Exotic pairs match a major currency against an emerging market one: USD/TRY (Turkish lira), EUR/ZAR (South African rand), USD/MXN (Mexican peso). Here, spreads explode to 10-50 pips, and liquidity evaporates outside regional business hours. Political surprises can gap exotic pairs violently overnight.
Let's talk real money. Execute $1 million in EUR/USD, and spread costs run about $100. The same trade in USD/TRY? You're looking at $500-1,000 in costs. Active traders executing dozens of round trips weekly feel this difference acutely in their P&L.
Price behavior diverges dramatically too. Major pairs tend toward relatively smooth trends punctuated by sharp reversals around data releases. Exotic pairs can spike 2-3% in minutes on local political news that global traders don't notice until the move's already happened.

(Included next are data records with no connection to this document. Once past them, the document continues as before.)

PR #6558, opened 2018-08-09
wip refactor poa

amprokop:
Connects #{github issue number}

### Description

### Acceptance Criteria 
- [ ] Code compiles correctly

### Testing Plan
1. Go to ...


app/models/vacols/case.rb
```diff
@@ -56,15 +56,15 @@ class InvalidLocationError < StandardError; end
...
+    "O" => { full_name: "Other Service Organization", short: "Other" },
     "P" => { full_name: "Army & Air Force Mutual Aid Assn.", short: "Army Mut Aid" },
     "Q" => { full_name: "Catholic War Veterans", short: "Catholic War Vets" },
     "R" => { full_name: "Fleet Reserve Association", short: "Fleet Reserve" },
     "S" => { full_name: "Marine Corp League", short: "Marine Corps League" },
     "T" => { full_name: "Attorney", short: "Attorney", rep_name_in_rep_table: true },
     "U" => { full_name: "Agent", short: "Agent", rep_name_in_rep_table: true },
     "V" => { full_name: "Vietnam Veterans of America", short: "VVA" },
-    "W" => { full_name: "One Time Representative", short: "One Time Rep", rep_name_in_rep_table: true },
+    "W" => { full_name: "One Time Representative", short: "One Time Rep" },
```
amprokop: Out of 1102 appeals marked "One Time Representative", only 220 have rows in the rep table (~1/5), and from inspecting the data, it looks like most of those are very old. We probably shouldn't assume that we'll find rep name data in that table, so I'd like to remove this designation.

There are frequent contradictions in VACOLS POA data. In the future, I think we should move to treating VACOLS POA like so:

If BRIEFF.BFSO contains a specific service org value, display that service org
AND
If REP contains 1 or more values for the appeal, display all of those values.

That way we surface everything in VACOLS instead of trying to interpret what's right.

app/models/vacols/case.rb
```diff
@@ -4,7 +4,7 @@ class VACOLS::Case < VACOLS::Record
   self.primary_key = "bfkey"
 
   has_one    :folder,          foreign_key: :ticknum
-  has_one    :representative,  foreign_key: :repkey
+  has_many   :representatives, foreign_key: :repkey
```
amprokop: This changes the relationship from 1:1 to 1:many.

app/services/appeal_repository.rb
```diff
@@ -133,7 +133,6 @@ def self.set_vacols_values(appeal:, case_record:)
       vbms_id: case_record.bfcorlid,
       type: VACOLS::Case::TYPES[case_record.bfac],
       file_type: folder_type_from(folder_record),
-      contested_claim: case_record.representative.try(:reptype) == "C",
```
amprokop: Since this call to `representative` was called in the `set_vacols_values` method, we were lazy loading REP table for every appeal. Moving this to a method on the object and correcting the logic — we should be looking for *any* rep row, not just one.

spec/factories/vacols/case.rb
```diff
@@ -4,7 +4,6 @@
     sequence(:bfcorkey)
     sequence(:bfcorlid, 100_000_000) { |n| "#{n}S" }
 
-    association :representative, factory: :representative, repkey: :bfkey
```
amprokop: the `association` method won't work for a 1:many, you need to manually create those

spec/factories/vacols/representative.rb
```diff
@@ -1,6 +1,7 @@
 FactoryBot.define do
   factory :representative, class: VACOLS::Representative do
     sequence(:repkey)
-    sequence(:repaddtime) { Time.now.utc }
+    sequence(:repaddtime) { |n| 2.years.ago - n.days }
```
amprokop: repaddtime is part of a uniqueness constraint in the VACOLS DB, so we need to make sure we aren't trying to generate the same value for it every time

app/mappers/power_of_attorney_mapper.rb
```diff
@@ -1,4 +1,6 @@
+# rubocop:disable Metrics/ModuleLength
 module PowerOfAttorneyMapper
+  # TODO: break this module up into BGS and VACOLS-specific POA parsers
```
amprokop: In a future PR, I intend to break up the Power of Attorney model into a base model and BGS and VACOLS models, which inherit from the base model. The base model will enforce a consistent interface, and BGS and VACOLS models will contain their own code. This refactor is temporary/halfway.

app/models/legacy_appeal.rb
```diff
@@ -188,10 +188,15 @@ def disposition_remand_priority
...
+    # TODO: this will only return a single power of attorney. There are sometimes multiple values, eg.
+    # when a contesting claimant is present. Refactor so we surface all POA data.
     @poa ||= PowerOfAttorney.new(file_number: veteran_file_number, vacols_id: vacols_id).tap do |poa|
       # Set the VACOLS properties of the PowerOfAttorney object here explicitly so we only query the database once.
-      poa.class.repository.set_vacols_values(poa: poa, case_record: case_record)
-      poa
+      poa.class.repository.set_vacols_values(
+        poa: poa,
+        case_record: case_record,
+        representative: VACOLS::Representative.appellant_representative(vacols_id)
```
amprokop: This will be refactored away as well in a future PR.

app/models/legacy_appeal.rb
```diff
@@ -235,6 +240,12 @@ def representative_type
     power_of_attorney.vacols_representative_type
   end
 
+  delegate :representatives, to: :case_record
+
+  def contested_claim
```
amprokop: Basically, before we checked if the first rep row for an appeal was a contesting claimant — but many appeals have 2+ rows, we need to check all of them.

app/models/vacols/representative.rb
```diff
@@ -3,7 +3,35 @@ class VACOLS::Representative < VACOLS::Record
   self.table_name = "vacols.rep"
   self.primary_key = "repkey"
 
-  class InvalidRepTypeError < StandardError; end
+  class RepError < StandardError; end
+  class InvalidRepTypeError < RepError; end
+
+  # mapping of values in REP.REPTYPE
+  ACTIVE_REPTYPES = {
```
amprokop: Previously, we were not parsing the value from REPTYPE, which should indicate what type of representative the REP row is.

app/models/vacols/representative.rb
```diff
@@ -26,58 +54,93 @@ def self.update_vacols_rep_type!(bfkey:, rep_type:)
...
-                REPADDR2 = #{address_two},
-                REPCITY = #{city},
-                REPST = #{state},
-                REPZIP = #{zip}
-          WHEN NOT MATCHED THEN INSERT (REPKEY, REPADDR1, REPADDR2, REPCITY, REPST, REPZIP)
-            VALUES ( #{case_id}, #{address_one}, #{address_two}, #{city}, #{state}, #{zip} )
-        SQL
-      end
-    end
+  def self.create_rep!(bfkey, rep_attrs)
```
amprokop: These methods are cribbed from @aroltsch's case_issue.rb.

app/services/power_of_attorney_repository.rb
```diff
@@ -1,87 +1,53 @@
 class PowerOfAttorneyRepository
   include PowerOfAttorneyMapper
 
-  # :nocov:
-  def self.poa_query(poa)
-    VACOLS::Case.includes(:representative).find(poa.vacols_id)
```
amprokop: This query only found the first REP row for a vacols_id. As a temporary measure to avoid breaking anything and increase data accurary, we'll now surface the first REP row for a vacols_id that is a rep for the appellant (rather than for a contesting claimant)

app/services/power_of_attorney_repository.rb
```diff
@@ -1,87 +1,53 @@
...
-        state: address[:state][0, 4],
-        zip: address[:zip][0, 10]
-      }
-    )
-  end
-  # :nocov:
-
-  # TODO: Consider changing this logic. Move the entire name into one field.
-  def self.update_vacols_rep_table!(appeal:, representative_name:, address:)
+  def self.update_vacols_rep_table!(appeal:, representative_name:, address:, rep_type:)
```
amprokop: Combine the updates into one method — we weren't calling them separately anyway.

spec/factories/vacols/representative.rb
```diff
@@ -1,6 +1,9 @@
 FactoryBot.define do
   factory :representative, class: VACOLS::Representative do
     sequence(:repkey)
-    sequence(:repaddtime) { Time.now.utc }
+    sequence(:repaddtime) do |n|
```
amprokop: VACOLS has a uniqueness constraint on repkey + repaddtime

spec/models/vacols/representative_spec.rb
```diff
@@ -0,0 +1,13 @@
+describe VACOLS::Representative do
+  let(:vacols_case) { create(:case_with_multiple_rep_rows) }
+
+  context ".representatives" do
```
amprokop: this needs to be filled out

Categories of Major Currencies
Traders slice the major currency world into overlapping categories. These groupings help predict how different currencies respond to shifting market conditions.
Category
Definition
Examples
Primary Use Case
G10 Currencies
The eleven currencies from Group of Ten industrial nations
Playing commodity markets through currency exposure
G10 Currencies
G10 currencies form the developed-world forex benchmark. Despite the "Group of Ten" name from a 1962 lending arrangement, eleven currencies actually make the cut: the dollar, euro, yen, pound, franc, Canadian dollar, Australian dollar, New Zealand dollar, plus the Swedish krona, Norwegian krone, and Danish krone.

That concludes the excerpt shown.